-------- Records for the exercise
PR #534, opened 2023-08-22
DXE and SMM core performance lib codeql changes.

kenlautner:
## Description

Added a few more codeql fixes for the DXE and SMM core performance libs.

- [ ] Impacts functionality?
- [ ] Impacts security?
    flow, or firmware?
    validation improvement, ...
- [ ] Breaking change?
    in build or boot behavior?
- [ ] Includes tests?
- [ ] Includes documentation?

## How This Was Tested

Tested on intel physical platforms.  No issues building and booting.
----------------
All lines of the data are to be repeated exactly as they stand.

PR #534, opened 2023-08-22
DXE and SMM core performance lib codeql changes.

kenlautner:
## Description

Added a few more codeql fixes for the DXE and SMM core performance libs.

- [ ] Impacts functionality?
- [ ] Impacts security?
    flow, or firmware?
    validation improvement, ...
- [ ] Breaking change?
    in build or boot behavior?
- [ ] Includes tests?
- [ ] Includes documentation?

## How This Was Tested

Tested on intel physical platforms.  No issues building and booting.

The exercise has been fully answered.